PR #4213, opened 2026-09-04
Fix `estimate-memory` for timm>=1.0.29 by adding the `hf-hub:` prefix

### LINKED ISSUE #4212: `accelerate estimate-memory` fails with timm 1.0.29: model name has no source prefix
### System Info

```Shell
- `Accelerate` version: 1.15.0.dev0
- Platform: Linux-6.17.0-1032-oem-x86_64-with-glibc2.39
- `accelerate` bash location: .venv/bin/accelerate
- Python version: 3.12.3
- Numpy version: 2.5.2
- PyTorch version: 2.14.0+cpu
- PyTorch accelerator: N/A
- System RAM: 90.00 GB
	Not found

timm 1.0.29, huggingface_hub 1.30.0
```

### Information

- [ ] My own modified scripts

### Tasks

### Reproduction

```shell
pip install "timm==1.0.29"
accelerate estimate-memory timm/resnet50.a1_in1k --library_name timm
```

This is the example from the model size estimator docs. On current main it fails with:

```
Loading pretrained config for `timm/resnet50.a1_in1k` from `timm`...
  ...
  File ".../timm/models/_factory.py", line 50, in parse_model_name
    raise ValueError(
ValueError: Model name 'timm/resnet50.a1_in1k' has no source prefix but looks like a Hugging Face Hub repo id or a local path. Use 'hf-hub:timm/resnet50.a1_in1k' to load from the Hub or 'local-dir:timm/resnet50.a1_in1k' to load from a local folder.
```

The same command works with timm 1.0.28.

As far as I can tell this comes from huggingface/pytorch-image-models#2727, which shipped in timm 1.0.29. A name with a slash now needs a source prefix such as hf-hub:. Older versions dropped the repo owner and looked the rest up in the registry. accelerate passes the bare repo id to timm.create_model, so any Hub repo id fails now.

CI on main shows the same thing, for example https://github.com/huggingface/accelerate/actions/runs/33763859075/job/100676635381 (step "Run CLI tests"):

```
FAILED tests/test_cli.py::ModelEstimatorTester::test_invalid_model_name_timm - ValueError: Model name 'muellerzr/dummy' has no source prefix but looks like a Hugging Face Hub repo id or a local path. ...
FAILED tests/test_cli.py::ModelEstimatorTester::test_timm_model - ValueError: Model name 'timm/resnet50.a1_in1k' has no source prefix but looks like a Hugging Face Hub repo id or a local path. ...
```

### Expected behavior

The command should print the memory table like it does with timm 1.0.28. For a repo that is not a timm model, I would expect the usual "Tried to load ... with timm but a possible model to load was not found inside the repo." message rather than the raw timm ValueError.

I have a small fix for this and would be happy to open a PR.

iamsharduld:
# What does this PR do?

`accelerate estimate-memory timm/resnet50.a1_in1k --library_name timm` fails with timm 1.0.29:

    ValueError: Model name 'timm/resnet50.a1_in1k' has no source prefix but looks like a Hugging Face Hub repo id or a local path. Use 'hf-hub:timm/resnet50.a1_in1k' to load from the Hub or 'local-dir:timm/resnet50.a1_in1k' to load from a local folder.

Since huggingface/pytorch-image-models#2727 (shipped in timm 1.0.29), timm needs a source prefix for anything that looks like a repo id. Older versions dropped the repo owner and looked the rest up in the registry, which only worked because timm names its Hub repos after the architecture. The two timm tests in tests/test_cli.py fail on main because of this, see https://github.com/huggingface/accelerate/actions/runs/33763859075/job/100676635381.

I now add the hf-hub: prefix before calling timm.create_model when the name looks like a repo id, and leave bare architecture names like resnet50 alone. With the prefix, timm reads config.json from the Hub and raises its own errors when the file is missing or belongs to another library. I map those to the existing "Tried to load ... with timm but ..." message, so the user sees the same error as with timm 1.0.28.

Note that timm names now resolve through the Hub config.json rather than the registry entry with the same name. That means user-owned timm repos work as well.

I tested with timm 1.0.28 and 1.0.29. I added unit tests for the prefix rule and the error mapping, and one end-to-end test for a repo whose config.json belongs to another library. No version pin is needed, timm has supported the hf-hub: prefix for a long time.

Fixes #4212

## Before submitting
      Pull Request section?
      to it if that's the case.
- [x] Did you make sure to update the documentation with your changes? Nothing user-facing changed, the documented `timm/resnet50.a1_in1k` example works as before.

## Who can review?

@SunMarc (Command Line Interface)

### DIFF
--- a/src/accelerate/commands/estimate.py
+++ b/src/accelerate/commands/estimate.py
@@ -17,7 +17,7 @@ from typing import Optional
 
 import torch
 from huggingface_hub import model_info
-from huggingface_hub.utils import GatedRepoError, RepositoryNotFoundError
+from huggingface_hub.utils import EntryNotFoundError, GatedRepoError, RepositoryNotFoundError
 
 from accelerate import init_empty_weights
 from accelerate.commands.utils import CustomArgumentParser
@@ -52,7 +52,13 @@ def check_has_model(error):
     Checks what library spawned `error` when a model is not found
     """
     message = str(error)
-    if is_timm_available() and isinstance(error, RuntimeError) and "Unknown model" in message:
+    # `timm.create_model("hf-hub:...")` reads `config.json` from the Hub without wrapping the errors: a missing file
+    # raises `EntryNotFoundError` and a `config.json` from another library has no `architecture` key (`KeyError`)
+    if is_timm_available() and (
+        (isinstance(error, RuntimeError) and "Unknown model" in message)
+        or isinstance(error, EntryNotFoundError)
+        or (isinstance(error, KeyError) and "architecture" in message)
+    ):
         return "timm"
     elif (
         is_transformers_available()
@@ -62,6 +68,21 @@ def check_has_model(error):
         return "transformers"
     else:
         return "unknown"
+
+
+def add_timm_hub_prefix(model_name: str) -> str:
+    """
+    Adds the `hf-hub:` source prefix that `timm.create_model` needs to load `model_name` from the Hub. Bare
+    architecture names from the `timm` registry (such as `resnet50`) are returned unchanged. So are names that already
+    carry a source prefix (such as `hf-hub:timm/resnet50.a1_in1k`), which only direct callers can pass: `verify_on_hub`
+    in `create_empty_model` rejects them before this function runs.
+
+    `timm>=1.0.29` refuses a Hub repo id without the prefix. Earlier versions dropped the repo owner and resolved the
+    rest of the name through the registry.
+    """
+    if ":" in model_name or "/" not in model_name:
+        return model_name
+    return f"hf-hub:{model_name}"
 
 
 def create_empty_model(
@@ -136,7 +157,7 @@ def create_empty_model(
             )
         print(f"Loading pretrained config for `{model_name}` from `timm`...")
         with init_empty_weights():
-            model = timm.create_model(model_name, pretrained=False)
+            model = timm.create_model(add_timm_hub_prefix(model_name), pretrained=False)
     else:
         raise ValueError(
             f"Library `{library_name}` is not supported yet, please open an issue on GitHub for us to add support."
@@ -263,7 +284,7 @@ def gather_data(args):
         model = create_empty_model(
             args.model_name, library_name=args.library_name, trust_remote_code=args.trust_remote_code
         )
-    except (RuntimeError, OSError, ValueError) as e:
+    except (RuntimeError, OSError, ValueError, KeyError) as e:
         library = check_has_model(e)
         if library != "unknown":
             raise RuntimeError(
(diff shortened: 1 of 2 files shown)


tests/test_cli.py
```diff
@@ -550,6 +565,25 @@ def test_timm_model(self):
...
+        assert add_timm_hub_prefix("local-dir:/path/to/model") == "local-dir:/path/to/model"
+
+    @require_timm
+    def test_check_has_model_timm(self):
+        # Unknown architecture in the `timm` registry
+        assert check_has_model(RuntimeError("Unknown model (dummy)")) == "timm"
+        # Hub repo without a `timm` `config.json`, raised by `timm.create_model("hf-hub:...")`
+        assert check_has_model(EntryNotFoundError("Entry Not Found for url: .../config.json.")) == "timm"
+        # Hub repo whose `config.json` belongs to another library, raised by `timm.create_model("hf-hub:...")`
+        assert check_has_model(KeyError("architecture")) == "timm"
```
SunMarc:
```suggestion
```

src/accelerate/commands/estimate.py
```diff
@@ -52,7 +52,13 @@ def check_has_model(error):
     Checks what library spawned `error` when a model is not found
     """
     message = str(error)
-    if is_timm_available() and isinstance(error, RuntimeError) and "Unknown model" in message:
+    # `timm.create_model("hf-hub:...")` reads `config.json` from the Hub without wrapping the errors: a missing file
+    # raises `EntryNotFoundError` and a `config.json` from another library has no `architecture` key (`KeyError`)
```
SunMarc:
```suggestion
```

src/accelerate/commands/estimate.py
```diff
@@ -64,6 +70,21 @@ def check_has_model(error):
...
 
+def add_timm_hub_prefix(model_name: str) -> str:
+    """
+    Adds the `hf-hub:` source prefix that `timm.create_model` needs to load `model_name` from the Hub. Bare
+    architecture names from the `timm` registry (such as `resnet50`) are returned unchanged. So are names that already
+    carry a source prefix (such as `hf-hub:timm/resnet50.a1_in1k`), which only direct callers can pass: `verify_on_hub`
+    in `create_empty_model` rejects them before this function runs.
+
+    `timm>=1.0.29` refuses a Hub repo id without the prefix. Earlier versions dropped the repo owner and resolved the
+    rest of the name through the registry.
```
SunMarc: keep it short

SunMarc (commented):
Thanks, just a couple of nits. Also, does this still works with older version of timm ?

iamsharduld:
Applied all three suggestions: dropped the unit test and the comment, and shortened the docstring.

On older timm versions: yes, it still works. The hf-hub: prefix has been accepted since timm 0.6 (the hf_hub: spelling even earlier), and I ran the estimator tests with timm 1.0.28 as well as 1.0.29 after this change.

• • • • •

TASK: Please show the lines in the entries above that hold the string "raised".

EXERCISE RESPONSE:
+        # Hub repo without a `timm` `config.json`, raised by `timm.create_model("hf-hub:...")`
+        # Hub repo whose `config.json` belongs to another library, raised by `timm.create_model("hf-hub:...")`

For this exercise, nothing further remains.